In general, it is feasible, safe, and necessary to raise deficit ratio appropriately and issue special bonds to deal with the COVID-19 pandemic. Such fiscal policies are not only conducive to stabilizing China's economy, but also the global economy. Thank you.  

Ning Jizhe:

Please allow me to add one more point. To deal with the relationship between debt and economy, and give full play on the proactive role of local government debt in boosting social and economic development, the funds coming from the special bonds at the local level will be used for projects in three categories. First, they will be used for major strategic projects designed by the CPC Central Committee and the State Council. Second, they will be used for public welfare projects with certain returns. Third, they will only be used for capital expenditure, not for running expenses. These funds will mobilize private capitals to promote effective investment, expand domestic demand, and maintain growth, which will produce more effective assets.  

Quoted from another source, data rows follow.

PR #316668, opened 2024-06-02
lib, treewide: introduce `repoRevToName` and use it to cleanup most `fetch*` functions

oxij:
This a first half of #49862. Basically, this is a noop cleanup that keeps all the `fetch*` names as they are now, while introducing the new `config.fetchedSourceNameDefault` option.

# Changes

This patch adds `lib.repoRevToName` function that generalizes away most of the code used for derivation name generation by `fetch*` functions (`fetchzip`, `fetchFromGitHub`, etc, except those which are delayed until latter commits for mass-rebuild reasons).

It's first argument controls how the resulting name will look (see below).

Since `lib` has no equivalent of Nixpkgs' `config`, this patch adds `config.fetchedSourceNameDefault` option to Nixpkgs and then re-exposes `lib.repoRevToName config.fetchedSourceNameDefault` expression as `pkgs.repoRevToNameMaybe` which is then used in `fetch*` derivations.

The result is that different values of `config.fetchedSourceNameDefault` now control how the `src` derivations produced by `fetch*` functions are to be named, e.g.:

- `fetchedSourceNameDefault = "source"` (the default):

        $ nix-instantiate -A fuse.src
        /nix/store/<hash>-source.drv

- `fetchedSourceNameDefault = "versioned"`:

        $ nix-instantiate -A fuse.src
        /nix/store/<hash>-libfuse-2.9.9-source.drv

- `fetchedSourceNameDefault = "full"`:

        $ nix-instantiate -A fuse.src
        /nix/store/<hash>-libfuse-2.9.9-github-source.drv

See documentation of `config.fetchedSourceNameDefault` for more info.

### DIFF
--- a/lib/sources.nix
+++ b/lib/sources.nix
@@ -3,7 +3,7 @@
 
 # Tested in lib/tests/sources.sh
 let
-  inherit (builtins)
+  inherit (lib.strings)
     match
     split
     storeDir
@@ -403,6 +403,101 @@ let
       };
     };
 
+  # urlToName : (URL | Path | String) -> String
+  #
+  # Transform a URL (or path, or string) into a clean package name.
+  urlToName =
+    url:
+    let
+      inherit (lib.strings) stringLength;
+      base = baseNameOf (lib.removeSuffix "/" (lib.last (lib.splitString ":" (toString url))));
+      # chop away one git or archive-related extension
+      removeExt =
+        name:
+        let
+          matchExt = match "(.*)\\.(git|tar|zip|gz|tgz|bz|tbz|bz2|tbz2|lzma|txz|xz|zstd)$" name;
+        in
+        if matchExt != null then lib.head matchExt else name;
+      # apply function f to string x while the result shrinks
+      shrink =
+        f: x:
+        let
+          v = f x;
+        in
+        if stringLength v < stringLength x then shrink f v else x;
+    in
+    shrink removeExt base;
+
+  # shortRev : (String | Integer) -> String
+  #
+  # Given a package revision (like "refs/tags/v12.0"), produce a short revision ("12.0").
+  shortRev =
+    rev:
+    let
+      baseRev = baseNameOf (toString rev);
+      matchHash = match "[a-f0-9]+" baseRev;
+      matchVer = match "([A-Za-z]+[-_. ]?)*(v)?([0-9.]+.*)" baseRev;
+    in
+    if matchHash != null then
+      builtins.substring 0 7 baseRev
+    else if matchVer != null then
+      lib.last matchVer
+    else
+      baseRev;
+
+  # revOrTag : String -> String -> String
+  #
+  # Turn git `rev` and `tag` pair into a revision usable in `repoRevToName*`.
+  revOrTag =
+    rev: tag:
+    if tag != null then
+      tag
+    else if rev != null then
+      rev
+    else
+      "HEAD";
+
+  # repoRevToNameFull : (URL | Path | String) -> (String | Integer | null) -> (String | null) -> String
+  #
+  # See `repoRevToName` below.
+  repoRevToNameFull =
+    repo_: rev_: suffix_:
+    let
+      repo = urlToName repo_;
+      rev = if rev_ != null then "-${shortRev rev_}" else "";
+      suffix = if suffix_ != null then "-${suffix_}" else "";
+    in
+    "${repo}${rev}${suffix}-source";
+
+  # repoRevToName : String -> (URL | Path | String) -> (String | Integer | null) -> String -> String
+  #
+  # Produce derivation.name attribute for a given repository URL/path/name and (optionally) its revision/version tag.
+  #
+  # This is used by fetch(zip|git|FromGitHub|hg|svn|etc) to generate discoverable
+  # /nix/store paths.
+  #
+  # This uses a different implementation depending on the `pretty` argument:
+  #  "source" -> name everything as "source"
+  #  "versioned" -> name everything as "${repo}-${rev}-source"
+  #  "full" -> name everything as "${repo}-${rev}-${fetcher}-source"
+  repoRevToName =
+    kind:
+    # match on `kind` first to minimize the thunk
+    if kind == "source" then
+      (
+        repo: rev: suffix:
+        "source"
+      )
+    else if kind == "versioned" then
+      (
+        repo: rev: suffix:
+        repoRevToNameFull repo rev null
+      )
+    else if kind == "full" then
+      repoRevToNameFull
+    else
+      throw "repoRevToName: invalid kind";
+
 in
 {
 
@@ -430,6 +525,11 @@ in
     cleanSourceFilter
     pathHasContext
     canCleanSource
+
+    urlToName
+    shortRev
+    revOrTag
+    repoRevToName
 
     sourceByRegex
     sourceFilesBySuffices
--- a/pkgs/build-support/fetchgitiles/default.nix
+++ b/pkgs/build-support/fetchgitiles/default.nix
@@ -1,11 +1,15 @@
-{ fetchzip, lib }:
+{
+  fetchzip,
+  repoRevToNameMaybe,
+  lib,
+}:
 
 lib.makeOverridable (
   {
     url,
     rev ? null,
     tag ? null,
-    name ? "source",
+    name ? repoRevToNameMaybe url (lib.revOrTag rev tag) "gitiles",
     ...
   }@args:
 
--- a/pkgs/top-level/config.nix
+++ b/pkgs/top-level/config.nix
@@ -59,6 +59,52 @@ let
       default = false;
     };
 
+    fetchedSourceNameDefault = mkOption {
+      type = types.uniq (
+        types.enum [
+          "source"
+          "versioned"
+          "full"
+        ]
+      );
+      default = "source";
+      description = ''
+        This controls the default derivation `name` attribute set by the
+        `fetch*` (`fetchzip`, `fetchFromGitHub`, etc) functions.
+
+        Possible values and the resulting `.name`:
+
+        - `"source"` -> `"source"`
+        - `"versioned"` -> `"''${repo}-''${rev}-source"`
+        - `"full"` -> `"''${repo}-''${rev}-''${fetcherName}-source"`
+
+        The default `"source"` is the best choice for minimal rebuilds, it
+        will ignore any non-hash changes (like branches being renamed, source
+        URLs changing, etc) at the cost of `/nix/store` being easily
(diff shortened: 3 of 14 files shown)


lib/sources.nix
```diff
@@ -254,6 +254,64 @@ let
...
     };
 
+  # urlToName : (URL | Path | String) -> String
+  #
+  # Transform a URL (or path, or string) into a clean package name.
+  urlToName = url_:
+    let
+      inherit (builtins) stringLength;
+      url = toString url_;
+      base = baseNameOf (lib.removeSuffix "/" (lib.last (lib.splitString ":" url)));
```
AndersonTorres, line 264:
```suggestion
      base = baseNameOf (lib.removeSuffix "/" (lib.last (lib.splitString ":" (toString url))));
```

lib/sources.nix
```diff
@@ -254,6 +254,64 @@ let
       outPath = builtins.path { inherit filter name; path = origSrc; };
     };
 
+  # urlToName : (URL | Path | String) -> String
+  #
+  # Transform a URL (or path, or string) into a clean package name.
```
AndersonTorres, line 259: Maybe I can be wrong, but the general term is URI.

lib/sources.nix
```diff
@@ -254,6 +254,64 @@ let
...
+      shrink = f: x: let v = f x; in if stringLength v < stringLength x then shrink f v else x;
+    in shrink removeExt base;
+
+  # shortRev : (String | Integer) -> String
+  #
+  # Given a package revision (like "refs/tags/v12.0"), produce a short revision ("12.0").
+  shortRev = rev_:
+    let
+      rev = toString rev_;
+      baseRev = baseNameOf rev;
```
AndersonTorres, line 279: No reason to do this other way:
```suggestion
      baseRev = baseNameOf (toString rev);
```

lib/sources.nix
```diff
@@ -254,6 +254,64 @@ let
...
+
+  # repoRevToName : (Bool | String) -> (URL | Path | String) -> (String | Integer | null) -> String -> String
+  #
+  # Produce derivation.name attribute for a given repository URL/path/name and (optionally) its revision/version tag.
+  #
+  # This is used by fetch(zip|git|FromGitHub|hg|svn|etc) to generate discoverable
+  # /nix/store paths.
+  #
+  # This uses a different implementation depending on the `pretty` argument:
+  #  false  -> name everything as "source"
```
AndersonTorres, line 305: To be honest I do not like dual-type attributes. This is a serious footgun in a duck-typed language.

And let's remember Nix is not stellar on the error report department:
https://discourse.nixos.org/t/rant-finding-errors-in-module-configs-after-incompatible-upgrades-is-dreadful/46375

Either is everything a string, say ` format ?  "short", "medium", "long"` or we stick to only two options (and then we can use a Boolean).

AndersonTorres (changes requested):

pkgs/top-level/config.nix
```diff
@@ -50,6 +50,39 @@ let
       default = false;
     };
 
+    nameSourcesPrettily =  mkOption {
```
AndersonTorres, line 53:
```suggestion
    usePrettierSourceNames =  mkOption {
```

lib/sources.nix
oxij: As a thing more general than a URL? Yes. But here it is literally "a URL, or a path, or a string (a package name, usually)".

lib/sources.nix
oxij: But it is not checked by Nix but by the `config.nix` and NixOS typing infra, and the errors it generates are pretty nice, e.g. with `nameSourcesPrettily = "error"`:

```
$ nix-instantiate ./default.nix -A xlife
error: A definition for option `nameSourcesPrettily' is not of type `boolean or value "full" (singular enum)'. Definition values:
- In `nixpkgs.config': "error"
(use '--show-trace' to show detailed location information)
```

pkgs/top-level/config.nix
oxij: Hm, but why? `nameSourcesPrettily` is shorter and means the same thing.

lib/sources.nix
AndersonTorres: Hum, less bad. 

Nonetheless, semantically it is a clear case for an enumeration with three possible states, instead of a weird Boolean-plus-an-extra.

pkgs/top-level/config.nix
AndersonTorres: It's shorter because it is more obscure.
verb-adjective-name is clearer than name-name-adverb.

On the other hand, it depends on the previous tristate vs boolean-plus-state discussion.

philiptaron (commented):
A few curious questions as I read through this PR.

lib/sources.nix
```diff
@@ -254,6 +254,62 @@ let
       outPath = builtins.path { inherit filter name; path = origSrc; };
     };
 
+  # urlToName : (URL | Path | String) -> String
+  #
+  # Transform a URL (or path, or string) into a clean package name.
+  urlToName = url:
+    let
+      inherit (builtins) stringLength;
+      base = baseNameOf (lib.removeSuffix "/" (lib.last (lib.splitString ":" (toString url))));
```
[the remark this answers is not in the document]
oxij: No, the approximation of the basename, even in some really weird cases.

lib/sources.nix
```diff
@@ -254,6 +254,62 @@ let
...
+      # chop away one git or archive-related extension
+      removeExt = name: let
+          matchExt = builtins.match "(.*)\\.(git|tar|zip|gz|tgz|bz|tbz|bz2|tbz2|lzma|txz|xz|zstd)" name;
```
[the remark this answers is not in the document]
oxij: Agreed. Done.

lib/sources.nix
```diff
@@ -254,6 +254,62 @@ let
       outPath = builtins.path { inherit filter name; path = origSrc; };
     };
 
+  # urlToName : (URL | Path | String) -> String
```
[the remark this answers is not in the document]
oxij: Well, with #49862 applied, whole of `nixpkgs` is a set of test for this, kind of.

I would not be against adding them in the future, but adding them now, when the default format is likely to change after (if ever) this gets into master and people start using it, would just ossify these specific decisions. And they are pretty random.

lib/sources.nix
```diff
@@ -254,6 +254,62 @@ let
...
+      shrink = f: x: let v = f x; in if stringLength v < stringLength x then shrink f v else x;
+    in shrink removeExt base;
+
+  # shortRev : (String | Integer) -> String
+  #
+  # Given a package revision (like "refs/tags/v12.0"), produce a short revision ("12.0").
+  shortRev = rev:
+    let
+      baseRev = baseNameOf (toString rev);
+      matchHash = builtins.match "[a-f0-9]+" baseRev;
```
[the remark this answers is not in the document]
oxij: AFAIK, yes.

lib/sources.nix
```diff
@@ -254,6 +254,62 @@ let
...
+      matchVer = builtins.match "([A-Za-z]+[-_. ]?)*(v)?([0-9.]+.*)" baseRev;
+    in
+      if matchHash != null then builtins.substring 0 7 baseRev
```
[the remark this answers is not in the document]
oxij: No idea, this is just the convention `fetchgit` uses.

lib/sources.nix
```diff
@@ -254,6 +254,62 @@ let
...
+      else if matchVer != null then lib.last matchVer
+      else baseRev;
+
+  # repoRevToNameFull : (URL | Path | String) -> (String | Integer | null) -> (String | null) -> String
+  #
+  # See `repoRevToName` below.
+  repoRevToNameFull = repo_: rev_: suffix_:
+    let
+      repo = urlToName repo_;
+      rev = if rev_ != null then "-${shortRev rev_}" else "";
```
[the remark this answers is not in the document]
oxij: Well, yes, but this is **a good default** which covers 99.99% of nixpkgs without any changes to specific packages needed. A packages that needs something else will just set `src.name` to something else.

pkgs/top-level/config.nix
oxij: Changed to `fetchedSourceNameDefault` in the latest version.

lib/sources.nix
```diff
@@ -254,6 +254,62 @@ let
...
+    in shrink removeExt base;
+
+  # shortRev : (String | Integer) -> String
+  #
+  # Given a package revision (like "refs/tags/v12.0"), produce a short revision ("12.0").
+  shortRev = rev:
+    let
+      baseRev = baseNameOf (toString rev);
+      matchHash = builtins.match "[a-f0-9]+" baseRev;
+      matchVer = builtins.match "([A-Za-z]+[-_. ]?)*(v)?([0-9.]+.*)" baseRev;
```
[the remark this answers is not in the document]
oxij: Then, `llama.cpp` will have to set `src.name` explicitly.

pkgs/build-support/fetchgitiles/default.nix
mweinelt, line 1: nixfmt 'pkgs/build-support/fetchgitiles/default.nix'

oxij: Indeed. Thanks!

oxij:
ping @AndersonTorres specifically, since your review requested changes that were since resolved, IMHO.

Also, somewhat relatedly, https://github.com/NixOS/nixpkgs/pull/391322 is a follow-up to https://github.com/NixOS/nixpkgs/commit/66209649883659e071b686d348de491774f57f23 which changed the version without changing the hash, which would not have happened if @mweinelt used this PR with `fetchedSourceNameDefault = "versioned"` set. :]

Such errors, how frequent are they? :thinking:

Just saying.

AndersonTorres (approved):
I would complain about nixfmt not having its own commit. But nothing relevant is being lost.

So, LGTM.

mweinelt:
> Such errors, how frequent are they? 🤔

The cause is limitations in the python bulk updater. These commits are under my name, but `update-python-libraries` created them.

oxij:
@AndersonTorres Thanks! Also, mass-reformat now ate those `nixfmt` changes anyway.

@mweinelt Well, okay, but it would have been caught by this infra.

Also, rebased onto `master` to fix conflicts.

oxij:
Ping. What's holding this up?

oxij:
Thanks, rebase LGTM.

oxij:
Rebased again to fix conflicts. And it is now stuck at Darwin check again. And the previous time it was stuck right there for a month. So, I don't think it's likely this will get any better anytime soon.

arianvp (approved):

oxij:
Thanks @Lassulus!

I want to make clear that the market economy, from the perspectives of accounting and statistics, is an economy of assets and liabilities. Every company has a balance sheet, so does a country. According to requirements of the Third Plenary Session of the 18th CPC Central Committee, the National Bureau of Statistics has compiled national balance sheets. The latest balance sheet shows that China's total assets have surpassed 1,300 trillion yuan. This asset did not come out of thin air. It is the achievement of years of investment and development. Our infrastructure construction, including transportation, telecommunication, energy, water conservancy, and municipal engineering, has produced effective assets thanks to the support of such investment. We have the most complete industrial system in the world with the most sophisticated classification. Therefore, we will promote some reasonable debt investment to produce a large number of effective assets, which will lay a more solid foundation for economic development and ensure people's well-being. Thank you.